Switzerland’s Russia Wealth Hunt Earns Criticism Despite $6 Billion Haul

Switzerland’s implementation of sanctions against Russian oligarchs has so far netted a haul of around $6 billion in seized assets. But the limits of its hands-off approach are starting to become evident. 

Until now, the government has relied on banks to report funds held by sanctioned individuals, and the State Secretariat for Economic Affairs has seized around 10 properties, according to local media reports. Leaders of the Social Democrats, who form part of the government, said Tuesday that SECO doesn’t have the resources to do the job properly. 

Critics say Switzerland could be doing much more given that there may be more than $200 billion worth of Russian wealth held by Swiss banks, though there’s little clarity on what the total amount of sanctioned assets might be.
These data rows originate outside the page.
PR #3537, opened 2026-04-20
Fix: Restrict max effort to claude-opus-4-7+ only

arobot001:
## Summary

Fixes the error: `Bad Request: {"error":{"message":"output_config.effort \"max\" is not supported by model claude-opus-4.6; supported values: [low medium high]"...}}`

## Problem

The `OPUS_PATTERN` regex in `src/hooks/anthropic-effort/hook.ts` was matching all models containing `claude-` followed by `opus`, including `claude-opus-4.6`. However, only `claude-opus-4-7` and later versions actually support the `max` effort level. Earlier versions like `4.6` only support `low`, `medium`, and `high`.

## Solution

Changed the pattern from:
```typescript
const OPUS_PATTERN = /claude-.*opus/i
```

To:
```typescript
const OPUS_PATTERN = /claude-opus-4-[7-9]|claude-opus-4-\d{2,}/i
```

This pattern now only matches:
- `claude-opus-4-7`, `claude-opus-4-8`, `claude-opus-4-9` (versions 7-9)
- `claude-opus-4-10`, `claude-opus-4-11`, etc. (double-digit versions and beyond)

And correctly excludes:
- `claude-opus-4-6` and earlier versions

## Testing

- `claude-opus-4.6` → will be clamped to `high` effort
- `claude-opus-4-7` → will use `max` effort
- `claude-opus-4-10` → will use `max` effort

---
<a href="https://app.blacksmith.sh/code-yeongyu/codesmith/oh-my-openagent/pr/3537"><picture><source media="(prefers-color-scheme: dark)" srcset="https://pr-comments-assets.blacksmith.sh/codesmith/view-in-codesmith-dark.svg"><source media="(prefers-color-scheme: light)" srcset="https://pr-comments-assets.blacksmith.sh/codesmith/view-in-codesmith-light.svg">View in Codesmith</picture></a>

---
## Summary by cubic
Restricts "max" effort to `claude-opus-4-7+` models to prevent Bad Request errors on older Opus versions. Older models (e.g., `claude-opus-4.6`) now cap at "high".

- **Bug Fixes**
  - Updated `OPUS_PATTERN` to `/claude-opus-4-[7-9]|claude-opus-4-\d{2,}/i` so only `claude-opus-4-7+` uses `max`.
  - Ensures earlier Opus versions use `low | medium | high` only.

<sup>Written for commit ae0756c8a82ce7fffb446a13dd8676fee7688b2c. Summary will update on new commits.</sup>

### DIFF
--- a/src/hooks/anthropic-effort/hook.ts
+++ b/src/hooks/anthropic-effort/hook.ts
@@ -1,6 +1,8 @@
 import { isProviderUsingOAuth, log, normalizeModelID } from "../../shared"
 
-const OPUS_PATTERN = /claude-.*opus/i
+// Only claude-opus-4-7 (and future versions) support "max" effort
+// claude-opus-4.6 and earlier versions only support low | medium | high
+const OPUS_PATTERN = /claude-opus-4-[7-9]|claude-opus-4-\d{2,}/i
 const EFFORT_UNSUPPORTED_PATTERN = /claude-.*haiku/i
 const INTERNAL_SKIP_AGENTS = new Set(["title", "summary", "compaction"])
 
@@ -54,7 +56,7 @@ interface ChatParamsOutput {
 
 /**
  * Valid thinking budget levels per model tier.
- * Opus supports "max"; all other Claude models cap at "high".
+ * Only claude-opus-4-7+ supports "max"; all other Claude models cap at "high".
  */
 const MAX_VARIANT_BY_TIER: Record<string, string> = {
   opus: "max",


code-yeongyu:
[sisyphus-bot]

- Author: `arobot001`
- Title: `Fix: Restrict max effort to claude-opus-4-7+ only`
- Review decision: none yet
- Mergeable state: MERGEABLE

Awaiting a first-pass review.

code-yeongyu:
[sisyphus-bot] Hi arobot001. 🙏 Thanks for reporting the actual `output_config.effort "max" is not supported by model claude-opus-4.6` error and tracing it back to `OPUS_PATTERN`. The diagnosis is exactly right: the old `/claude-.*opus/i` happily matches `claude-opus-4-6`, so the 4-6 path ends up with `effort: max` and Anthropic rejects it.

Two things I'd like before merging.

**1. Add a focused regression test (small, but important)**

`src/hooks/anthropic-effort/index.test.ts` already covers the OAuth clamp path for opus, but there's no test that pins `claude-opus-4-6` (or the dotted `claude-opus-4.6`) to non-max. Could you add one that, given an API-key (non-OAuth) Anthropic session and `modelID: "claude-opus-4-6"`, expects `output.options.effort` to NOT be `"max"`? Adding a complementary positive case for `claude-opus-4-7` (which is what existing tests already use) and at least one double-digit case like `claude-opus-4-10` would lock the new regex against silent regression.

**2. Future-proof the regex a bit**

The current `/claude-opus-4-[7-9]|claude-opus-4-\d{2,}/i` correctly excludes `4-0`..`4-6` and includes `4-7`..`4-99`. The miss is `claude-opus-5-0` and beyond: those won't match either, even though future Opus generations are expected to support `max` the same way 4-7 does. The PR description says "claude-opus-4-7 and later" but the regex stops at 4.99. A small extension like:

```ts
const OPUS_PATTERN = /claude-opus-4-(?:[7-9]|\d{2,})|claude-opus-(?:[5-9]|\d{2,})/i
```

keeps every current case the same while also matching `claude-opus-5-0`, `claude-opus-6-0`, etc. when they arrive. Up to you whether to go this route or restrict the regex to "today only" and address future generations when they ship; I just want the choice to be explicit rather than implicit.

**Non-blocking observations**

- The doc comment update on `MAX_VARIANT_BY_TIER` ("Only claude-opus-4-7+ supports max...") is a nice touch.
- This PR is orthogonal to #4118 (which touches `isClaudeOpus47Model` and `isClaudeProvider` whitelists). Both want different fixes in different files, so landing them independently is fine.

Once the test lands (and optionally the future-proof regex extension), this is otherwise ready. CI is currently green; mergeStateStatus is clean. Thanks for catching this and for the very clear write-up of the failure mode.

code-yeongyu (changes requested):
[sisyphus-bot] See accompanying comment for the requested changes (add a regression test pinning claude-opus-4-6 to non-max and optionally extend the regex to cover future opus-5+ generations).

code-yeongyu:
[sisyphus-bot] Thanks for catching the opus effort-regex bug! The anthropic-effort hook has since been removed/reworked on dev and the model lineup moved to opus-5, so this no longer applies. Closing — thanks for the sharp report.

PR #3604, opened 2026-04-23
fix: dynamic import bun:sqlite to prevent plugin context crash

### LINKED ISSUE #3143: [Bug]: oh-my-opencode@3.15.2 causes opencode to freeze/hang at TUI startup
## Bug Description

When oh-my-opencode@3.15.2 plugin is loaded, opencode TUI freezes/blank screen at startup. 

Downgrading to oh-my-opencode@3.14.0 resolves the issue - opencode starts normally.

## Prerequisites

- [x] I am using the latest version of oh-my-opencode (3.15.2)

## Environment

- **OpenCode version**: 1.3.15
- **Operating System**: macOS (Apple Silicon)
- **Node version**: v24.13.0
- **Plugin version**: oh-my-opencode@3.15.2

## Steps to Reproduce

1. Install oh-my-opencode@3.15.2
2. Run `opencode` to start the TUI
3. TUI displays blank/white screen and freezes
4. Process must be killed with SIGKILL

## Expected Behavior

OpenCode TUI should start and display normally.

## Actual Behavior

- TUI is completely blank (white screen)
- No response to any input
- Must force kill the process
- No error logs are produced (process hangs silently)

### Working Configuration

```json
{
  "plugin": ["oh-my-opencode@3.14.0"],
  "mcp": { ... }
}
```

### Broken Configuration

```json
{
  "plugin": ["oh-my-opencode@3.15.2"],
  "mcp": { ... }
}
```

### Diagnosis

- Without plugin (`--pure` mode): Works fine
- With oh-my-opencode@3.14.0: Works fine
- With oh-my-opencode@3.15.2: Hangs at \"loading plugin\" log message

### Log Analysis

When opencode starts with 3.15.2, the last log entry is:
```
INFO  service=plugin path=oh-my-opencode@3.15.2 loading plugin
```

After this, no further logs are produced - the plugin initialization appears to hang silently.

## Possible Related Issues

May be related to:
- Issue #3137: plugin fails to load agents
- Issue #3139: token efficiency regression in latest version

## Questions for Maintainers

1. Is there a specific change in 3.15.2 that could cause plugin initialization to hang?
2. Is there a migration issue with the config file rename (oh-my-opencode.json → oh-my-openagent.json) that could cause this?
3. Could this be related to the Flock file locking mechanism in opencode 1.3.15?

### LINKED ISSUE #3475: [Bug] TUI black screen on startup: bun:sqlite import incompatible with OpenCode embedded JS runtime
## Description

First off — huge thanks for building OmO. It's an incredible piece of work that transforms how we use OpenCode. 🙏

I ran into a black screen issue on Windows and spent some time digging into the root cause. Sharing my findings below in case it helps others, and to see if there's a path toward a proper fix.

## Environment

| Component | Version |
|-----------|---------|
| OS | Windows 11 (x64) |
| OpenCode | 1.4.6 (Go binary via npm) |
| oh-my-opencode | 3.17.4 |
| Bun | 1.3.12 |
| Node.js | v22.22.2 |

## Symptoms

After installing OmO and registering the plugin in `opencode.json`, running `opencode` shows a completely black/blank TUI. The process hangs and becomes unresponsive. Removing the plugin from config restores normal startup.

## Root Cause

The plugin bundle (`dist/index.js`) contains a Bun-specific import at line 147678:

```javascript
// src/plugin/ultrawork-db-model-override.ts
import { Database } from "bun:sqlite";
```

OpenCode's Go binary has an **embedded JS runtime** for loading plugins. This runtime does not support the `bun:` protocol. When the plugin is loaded synchronously at startup, this unresolved import blocks the main thread, preventing the TUI from rendering.

### How I confirmed this

Using OpenCode's debug logging:

```bash
# With plugin — hangs after config loading, never reaches TUI initialization
opencode --print-logs --log-level DEBUG

# Pure mode (no plugins) — loads all TUI plugins normally
opencode --pure --print-logs --log-level DEBUG
```

In pure mode, logs show `loading internal tui plugin` entries immediately. With the plugin, the process stops at config loading and never reaches TUI plugin initialization.

Additionally, the `models.dev` fetch during plugin init times out in China (GFW), which adds to the startup delay — but the primary blocker is the `bun:sqlite` import.

## Workaround

I was able to fix the black screen by replacing the `bun:sqlite` import with a safe stub:

```bash
node -e "
const fs = require('fs');
const home = process.env.HOME || process.env.USERPROFILE;
const targets = [
  home + '/.cache/opencode/packages/oh-my-openagent@latest/node_modules/oh-my-openagent/dist/index.js',
  home + '/.config/opencode/node_modules/oh-my-opencode/dist/index.js'
].filter(p => { try { return fs.existsSync(p); } catch { return false; } });

const old = 'import { Database } from \"bun:sqlite\";';
const stub = 'var Database = class { constructor() { return { prepare: () => ({ get: () => null, run: () => null, all: () => [] }) }; } };';

targets.forEach(path => {
  let content = fs.readFileSync(path, 'utf-8');
  if (content.includes(old)) {
    content = content.replace(old, stub);
    fs.writeFileSync(path, content, 'utf-8');
    console.log('Patched: ' + path);
  }
});
"
```

After patching, OpenCode starts normally with full OmO functionality — Sisyphus agent, background agents, MCPs, ultrawork, etc. Only the `ultrawork-db-model-override` feature (model name override in session DB) is affected by the stub.

**Limitation:** The patch must be re-applied after every OmO update.

## Suggested Fix

A few possible approaches, from simplest to most robust:

1. **Conditional import** — Wrap the `bun:sqlite` import in a try/catch or use dynamic `import()` so the module degrades gracefully when Bun APIs are unavailable.

2. **Runtime detection** — Check for `typeof Bun !== 'undefined'` before using Bun-specific APIs, and fall back to a no-op or alternative SQLite library.

3. **Build-time target** — If the bundle is built with Bun, consider producing a runtime-agnostic variant for environments that don't ship the Bun runtime.

I'm happy to submit a PR if any of these approaches sound reasonable.

## Additional Context for Users in China

Users in mainland China face an additional layer of difficulty:
- `bunx oh-my-opencode install` may timeout due to npm registry access
- `opencode plugin` command also times out when downloading packages
- `models.dev` fetch during init is blocked by GFW

Workarounds: set `npm config set registry https://registry.npmmirror.com/` before installation, and use `OMO_SEND_ANONYMOUS_TELEMETRY=0` to skip analytics calls.

## Related Issues

- #596 — Blank screen after installing
- #1292 — v3.1.9 TUI freeze (CRITICAL)
- #1301 — `@latest` causes TUI hang
- #3143 — v3.15.2 causes freeze/hang
- [anomalyco/opencode#12192](https://github.com/anomalyco/opencode/issues/12192) — Black screen on Windows

Happy to provide any additional debugging info if needed. Thanks again for the great project! 🚀

leecoder:
## Problem

`import { Database } from "bun:sqlite"` in `ultrawork-db-model-override.ts` is a **static import** that fails at module parse time in OpenCode's embedded JS runtime, which doesn't support the `bun:` protocol in plugin context. This causes the TUI to black screen/hang on startup.

Affects users on OpenCode >= 1.3.15 with Bun >= 1.3.12, across Windows, macOS, Linux, and Docker.

## Root Cause

The `bun:` protocol is not in the allowed scheme list (`file`, `data`, `node`, `electron`) for the default ESM loader. A static import triggers validation at parse time — before any code runs — blocking the entire plugin from loading.

## Solution

Replace the static import with a dynamic `await import("bun:sqlite" as never as string)` wrapped in try/catch:

- When `bun:sqlite` **is available** (native Bun runtime): works exactly as before
- When `bun:sqlite` **is unavailable** (OpenCode plugin context): logs a message and silently skips the deferred model override

The `as never as string` cast is the established pattern in production Bun codebases (e.g., [clarte](https://github.com/michaelabrt/clarte)) to bypass TypeScript's static analysis of the `bun:` protocol.

## Changes

- `src/plugin/ultrawork-db-model-override.ts`: Replace static `bun:sqlite` import with async dynamic import + graceful fallback
- No new dependencies
- No behavior change when running under native Bun
- Existing tests pass unchanged (6/6, they run under Bun where `bun:sqlite` works)
- Bundle verified: no static `import ... from "bun:sqlite"` in `dist/index.js`

## Verification

- `bunx tsc --noEmit` — clean
- `bun run build` — success
- `bun test src/plugin/ultrawork-db-model-override.test.ts` — 6/6 pass
- `grep 'import.*from.*"bun:sqlite"' dist/index.js` — no matches

Fixes #3475
Fixes #3143

---
<a href="https://app.blacksmith.sh/code-yeongyu/codesmith/oh-my-openagent/pr/3604"><picture><source media="(prefers-color-scheme: dark)" srcset="https://pr-comments-assets.blacksmith.sh/codesmith/view-in-codesmith-dark.svg"><source media="(prefers-color-scheme: light)" srcset="https://pr-comments-assets.blacksmith.sh/codesmith/view-in-codesmith-light.svg">View in Codesmith</picture></a>

---
## Summary by cubic
Prevents plugin startup crash by replacing the static `bun:sqlite` import with a safe dynamic import in the deferred model override path. Native Bun behavior is unchanged; in unsupported runtimes, the override is skipped instead of crashing.

- **Bug Fixes**
  - Replaced static import with `await import("bun:sqlite")` and a graceful fallback.
  - Updated `src/plugin/ultrawork-db-model-override.ts` to log and skip when `bun:sqlite` isn’t available.
  - No new dependencies; no static `import ... from "bun:sqlite"` remains in the build.

<sup>Written for commit 7fc016d718f70017b1ffb1e69557a21e3d2c5547. Summary will update on new commits.</sup>

### DIFF
--- a/src/plugin/ultrawork-db-model-override.ts
+++ b/src/plugin/ultrawork-db-model-override.ts
@@ -1,8 +1,18 @@
-import { Database } from "bun:sqlite"
 import { join } from "node:path"
 import { existsSync } from "node:fs"
 import { getDataDir } from "../shared/data-path"
 import { log } from "../shared"
+
+type BunSqliteModule = typeof import("bun:sqlite")
+type BunDatabase = import("bun:sqlite").Database
+
+async function loadBunSqlite(): Promise<BunSqliteModule | null> {
+  try {
+    return await import("bun:sqlite" as never as string)
+  } catch {
+    return null
+  }
+}
 
 function getDbPath(): string {
   return join(getDataDir(), "opencode", "opencode.db")
@@ -11,7 +21,7 @@ function getDbPath(): string {
 const MAX_MICROTASK_RETRIES = 10
 
 function tryUpdateMessageModel(
-  db: InstanceType<typeof Database>,
+  db: BunDatabase,
   messageId: string,
   targetModel: { providerID: string; modelID: string },
   variant?: string,
@@ -30,7 +40,7 @@ function tryUpdateMessageModel(
 }
 
 function retryViaMicrotask(
-  db: InstanceType<typeof Database>,
+  db: BunDatabase,
   messageId: string,
   targetModel: { providerID: string; modelID: string },
   variant: string | undefined,
@@ -112,16 +122,22 @@ export function scheduleDeferredModelOverride(
   targetModel: { providerID: string; modelID: string },
   variant?: string,
 ): void {
-  queueMicrotask(() => {
+  queueMicrotask(async () => {
+    const mod = await loadBunSqlite()
+    if (!mod) {
+      log("[ultrawork-db-override] bun:sqlite unavailable, skipping deferred override")
+      return
+    }
+
     const dbPath = getDbPath()
     if (!existsSync(dbPath)) {
       log("[ultrawork-db-override] DB not found, skipping deferred override")
       return
     }
 
-    let db: InstanceType<typeof Database>
+    let db: BunDatabase
     try {
-      db = new Database(dbPath)
+      db = new mod.Database(dbPath)
     } catch (error) {
       log("[ultrawork-db-override] Failed to open DB, skipping deferred override", {
         messageId,


leecoder:

code-yeongyu:
[sisyphus-bot]

- Review decision: APPROVED
- Mergeable state: **CONFLICTING** (merge conflict with current `dev`)

Approved but blocked on merge conflicts. Please rebase onto current `dev` and resolve. Once green, the owner can merge.

Assigning `code-yeongyu` for owner visibility on the merge decision.

code-yeongyu (approved):
[sisyphus-bot] APPROVED. Dynamic-import `bun:sqlite` to prevent plugin context crash when bun's sqlite module isn't available at load time. +22/-6 single file. Cubic approved. Merging.

code-yeongyu:
[sisyphus-bot] Hi leecoder. 🙏 Thanks for catching the static `bun:sqlite` import crash. The diagnosis was right.

I picked this back up after the 5/20 approval to push it through, and the rebase against current `dev` made it clear that `dev` already carries a different implementation of the same fix. The version on `dev` defines an `importBunSqlite()` helper that does:

```ts
const dynamicImport = new Function("return import('bun:sqlite')") as () => Promise<typeof import("bun:sqlite")>
return await dynamicImport()
```

The `new Function("return import('bun:sqlite')")` form hides the `bun:` specifier from Node.js's / Electron's static ESM parser at parse time, so the plugin module never throws before `.catch()` can run. Your PR uses the more idiomatic `await import("bun:sqlite" as never as string)`, which works in Bun but can still trip the Node.js static parser in some embedded contexts. Both target the same crash, but the `new Function` form sidesteps the parse-time hazard you originally identified more conservatively.

Because `dev`'s implementation supersedes this PR functionally and is arguably the safer of the two for the Electron / Node.js host case, I'm going to close this out. The crash mode is no longer reproducible on current `dev`, so the user-facing bug is resolved.

If you spot a context where `dev`'s `importBunSqlite` still crashes (the embedded Electron runtime, for example), please open a fresh issue with the reproduction and I'll happily re-open the investigation. Really appreciate the work; the original diagnosis was exactly the right thread to pull.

Switzerland surprised the world just over a month ago by departing from its tradition of neutrality and saying it would fully embrace the EU’s measures against Russia.

“SECO hasn’t understood that there has been a complete paradigm shift, and it doesn’t even have the necessary resources for these new missions,” Carlo Sommaruga, a lawyer and politician with the Social Democrats, told Le Tribune de Geneve.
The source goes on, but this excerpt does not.